PR #1822, opened 2021-03-26
BF_remote_control_and_rpc_client

arnaudbore:
Hi !

While playing with LS, we end up finding two small issues and here are some suggestions to fix them.

1. **Remote control**
This will return useful information - if saved, you get 'data' on the user - if not, you get the 'errors' (otherwise, with the original code, you never see that).

2. **jsonRPCClient**
The issue here is that $this->debug is never set to begin with.

Hope this will help. 
Arnaud

### DIFF
--- a/application/helpers/remotecontrol/remotecontrol_handle.php
+++ b/application/helpers/remotecontrol/remotecontrol_handle.php
@@ -1782,9 +1782,9 @@ class remotecontrol_handle
                     $token->generateToken();
                 }
                 if ($token->save()) {
-                    $return[] = $token->getAttributes();
+                    $return = $token->getAttributes();
                 } else {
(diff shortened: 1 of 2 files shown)


c-schmitz:
Thank you!

arnaudbore:
Thank you @c-schmitz , I just wanted to add that "we" included @Apps-n-Add-Ons who found and fix this issue. Do you know when you'll be releasing a new version with this fix ?

c-schmitz:
Actually I found out that the fix in add_participants is bogus and reverted it.
The errors are written and give back for each entry, that was written, already in the old code because
$aParticipant is used as a pointer here:

  foreach ($aParticipantData as &$aParticipant) {

PR #1829, opened 2021-03-29
Fixed issue #16414: Question editor is not loaded when config.xml attribute has empty string as default

gabrieljenik:
All empty nodes are turned into null values, instead of an empty std objec / array. (As in LS4)


olleharstedt:
I think I fixed this exact issue in LS4 already.

PR #1833, opened 2021-03-31
SPSS SAV export plugin

adamzammit:
Dev: Preview feature - SPSS SAV export plugin

I know new features should go to develop/master but I currently only use the 3.x-LTS branch and I think this plugin should basically work on develop/master.

I'm putting this feature out there to see if there is interest in testing / mainlining it - and this is a good way to test it on an existing 3.x-LTS install.

This feature allows you to export an SPSS SAV (binary) file using the same export functions as for CSV/Excel/etc and as based on the Stata export plugin along with using the tiamo/spss library for export.

I have tested it with a simple survey along with reading the file in to PSPP - but if anyone out there wants to give it a go please report back on if it works for you. Will certainly save some time having to read in syntax and locate where your data file is/etc.


Shnoulle:
Great , great , great !

Do you have this plugin as a separate one ? 

Next step : remove all SPSS code from core for 5.X , right ?

adamzammit:
I've tested it on 4.x and it appears to be working.

Also have it as a separate plugin here:

https://github.com/adamzammit/ExportSPSSsav

PR #1834, opened 2021-04-01
New Feature: Export to SPSS sav core plugin (for develop branch)

adamzammit:
Dev: Updates database version to 444


olleharstedt:
Do we have a Mantis ticket for this feature, where we can discuss it?

adamzammit:
@olleharstedt - here it is: https://bugs.limesurvey.org/view.php?id=17226

c-schmitz (approved):

olleharstedt:
As I mentioned in the ticket, I'm not sure about the fact that we have two vendor/ folders in the system now. How would we check this for third-party security updates, for example?

Shnoulle:
Maybe add a way for "library" by and for plugin ?

See https://gitlab.com/SondagesPro/coreAndTools/limeMpdf for example.

This plugin do … nothing… just offer a librarie for other plugin.

Then in 5.X : upload/lib/ or something like that .

Core lib are in app/core/lib/

Shnoulle:
Related feature request : https://bugs.limesurvey.org/view.php?id=14567

See https://programmer.spip.net/Installing-external-libraries for a usage sample on another tool.

c-schmitz:
> As I mentioned in the ticket, I'm not sure about the fact that we have two vendor/ folders in the system now. How would we check this for third-party security updates, for example?

I agree. So if this is a core plugin it would need to use core folders, because we need to maintain any libraryies . If it isn't a core plugin then it doesn't need to, because the original author needs to take care of that.

adamzammit:
Hi again,

It looks like the twofactor authentication plugin has it's own vendor directory too, following the same pattern as this feature request:

https://github.com/LimeSurvey/LimeSurvey/tree/master/application/core/plugins/TwoFactorAdminLogin/vendor

Do both of these have to change or should this be ok to proceed as is?

olleharstedt:
Yeah, 2FA plugin should also not have its own composer folder, since it's core.

Shnoulle:
remind to update the [Minor Semantic Versioning number](https://semver.org/) for plugin, theme and other :)

adamzammit:
Ok I've make a new pull request with the dependencies being put in core: https://github.com/LimeSurvey/LimeSurvey/pull/1877

PR #1835, opened 2021-04-01
Fixed issue #16958: User with roles can not have more rights

gabrieljenik:
Added a warning message to the assignment of permissions. Modified the controller so that it effectively cleans up the roles when you assign individual permissions.

### DIFF
--- a/application/controllers/UserManagementController.php
+++ b/application/controllers/UserManagementController.php
@@ -417,7 +417,7 @@ class UserManagementController extends LSBaseController
         $userId = Yii::app()->request->getPost('userid');
         $aPermissions = Yii::app()->request->getPost('Permission', []);
 
-        $clearUser = Permissiontemplates::model()->clearUser($userId);
+        Permissiontemplates::model()->clearUser($userId);
 
         $results = $this->applyPermissionFromArray($userId, $aPermissions);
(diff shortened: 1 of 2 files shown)


application/controllers/UserManagementController.php
```diff
@@ -416,6 +416,9 @@ public function actionSaveUserPermissions()
         }
         $userId = Yii::app()->request->getPost('userid');
         $aPermissions = Yii::app()->request->getPost('Permission', []);
+
+        $clearUser = Permissiontemplates::model()->clearUser($userId);
```
olleharstedt, line 420: Is this variable used anywhere?

gabrieljenik: Removed

olleharstedt: Is it removed? Or am I stupid?

Shnoulle:
Why not disable all checkbox ?

More clear  (_user didn't read_)

application/controllers/UserManagementController.php
gabrieljenik: I am. Code commited wasn't pushed

olleharstedt:
Thanks!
● ● ● ● ●
### WHAT THE TASK REQUIRES
Give every record again, exactly as it appears.

### RESULT
PR #1822, opened 2021-03-26
BF_remote_control_and_rpc_client

arnaudbore:
Hi !

While playing with LS, we end up finding two small issues and here are some suggestions to fix them.

1. **Remote control**
This will return useful information - if saved, you get 'data' on the user - if not, you get the 'errors' (otherwise, with the original code, you never see that).

2. **jsonRPCClient**
The issue here is that $this->debug is never set to begin with.

Hope this will help. 
Arnaud

### DIFF
--- a/application/helpers/remotecontrol/remotecontrol_handle.php
+++ b/application/helpers/remotecontrol/remotecontrol_handle.php
@@ -1782,9 +1782,9 @@ class remotecontrol_handle
                     $token->generateToken();
                 }
                 if ($token->save()) {
-                    $return[] = $token->getAttributes();
+                    $return = $token->getAttributes();
                 } else {
(diff shortened: 1 of 2 files shown)


c-schmitz:
Thank you!

arnaudbore:
Thank you @c-schmitz , I just wanted to add that "we" included @Apps-n-Add-Ons who found and fix this issue. Do you know when you'll be releasing a new version with this fix ?

c-schmitz:
Actually I found out that the fix in add_participants is bogus and reverted it.
The errors are written and give back for each entry, that was written, already in the old code because
$aParticipant is used as a pointer here:

  foreach ($aParticipantData as &$aParticipant) {

PR #1829, opened 2021-03-29
Fixed issue #16414: Question editor is not loaded when config.xml attribute has empty string as default

gabrieljenik:
All empty nodes are turned into null values, instead of an empty std objec / array. (As in LS4)


olleharstedt:
I think I fixed this exact issue in LS4 already.

PR #1833, opened 2021-03-31
SPSS SAV export plugin

adamzammit:
Dev: Preview feature - SPSS SAV export plugin

I know new features should go to develop/master but I currently only use the 3.x-LTS branch and I think this plugin should basically work on develop/master.

I'm putting this feature out there to see if there is interest in testing / mainlining it - and this is a good way to test it on an existing 3.x-LTS install.

This feature allows you to export an SPSS SAV (binary) file using the same export functions as for CSV/Excel/etc and as based on the Stata export plugin along with using the tiamo/spss library for export.

I have tested it with a simple survey along with reading the file in to PSPP - but if anyone out there wants to give it a go please report back on if it works for you. Will certainly save some time having to read in syntax and locate where your data file is/etc.


Shnoulle:
Great , great , great !

Do you have this plugin as a separate one ? 

Next step : remove all SPSS code from core for 5.X , right ?

adamzammit:
I've tested it on 4.x and it appears to be working.

Also have it as a separate plugin here:

https://github.com/adamzammit/ExportSPSSsav

PR #1834, opened 2021-04-01
New Feature: Export to SPSS sav core plugin (for develop branch)

adamzammit:
Dev: Updates database version to 444


olleharstedt:
Do we have a Mantis ticket for this feature, where we can discuss it?

adamzammit:
@olleharstedt - here it is: https://bugs.limesurvey.org/view.php?id=17226

c-schmitz (approved):

olleharstedt:
As I mentioned in the ticket, I'm not sure about the fact that we have two vendor/ folders in the system now. How would we check this for third-party security updates, for example?

Shnoulle:
Maybe add a way for "library" by and for plugin ?

See https://gitlab.com/SondagesPro/coreAndTools/limeMpdf for example.

This plugin do … nothing… just offer a librarie for other plugin.

Then in 5.X : upload/lib/ or something like that .

Core lib are in app/core/lib/

Shnoulle:
Related feature request : https://bugs.limesurvey.org/view.php?id=14567

See https://programmer.spip.net/Installing-external-libraries for a usage sample on another tool.

c-schmitz:
> As I mentioned in the ticket, I'm not sure about the fact that we have two vendor/ folders in the system now. How would we check this for third-party security updates, for example?

I agree. So if this is a core plugin it would need to use core folders, because we need to maintain any libraryies . If it isn't a core plugin then it doesn't need to, because the original author needs to take care of that.

adamzammit:
Hi again,

It looks like the twofactor authentication plugin has it's own vendor directory too, following the same pattern as this feature request:

https://github.com/LimeSurvey/LimeSurvey/tree/master/application/core/plugins/TwoFactorAdminLogin/vendor

Do both of these have to change or should this be ok to proceed as is?

olleharstedt:
Yeah, 2FA plugin should also not have its own composer folder, since it's core.

Shnoulle:
remind to update the [Minor Semantic Versioning number](https://semver.org/) for plugin, theme and other :)

adamzammit:
Ok I've make a new pull request with the dependencies being put in core: https://github.com/LimeSurvey/LimeSurvey/pull/1877

PR #1835, opened 2021-04-01
Fixed issue #16958: User with roles can not have more rights

gabrieljenik:
Added a warning message to the assignment of permissions. Modified the controller so that it effectively cleans up the roles when you assign individual permissions.

### DIFF
--- a/application/controllers/UserManagementController.php
+++ b/application/controllers/UserManagementController.php
@@ -417,7 +417,7 @@ class UserManagementController extends LSBaseController
         $userId = Yii::app()->request->getPost('userid');
         $aPermissions = Yii::app()->request->getPost('Permission', []);
 
-        $clearUser = Permissiontemplates::model()->clearUser($userId);
+        Permissiontemplates::model()->clearUser($userId);
 
         $results = $this->applyPermissionFromArray($userId, $aPermissions);
(diff shortened: 1 of 2 files shown)


application/controllers/UserManagementController.php
```diff
@@ -416,6 +416,9 @@ public function actionSaveUserPermissions()
         }
         $userId = Yii::app()->request->getPost('userid');
         $aPermissions = Yii::app()->request->getPost('Permission', []);
+
+        $clearUser = Permissiontemplates::model()->clearUser($userId);
```
olleharstedt, line 420: Is this variable used anywhere?

gabrieljenik: Removed

olleharstedt: Is it removed? Or am I stupid?

Shnoulle:
Why not disable all checkbox ?

More clear  (_user didn't read_)

application/controllers/UserManagementController.php
gabrieljenik: I am. Code commited wasn't pushed

olleharstedt:
Thanks!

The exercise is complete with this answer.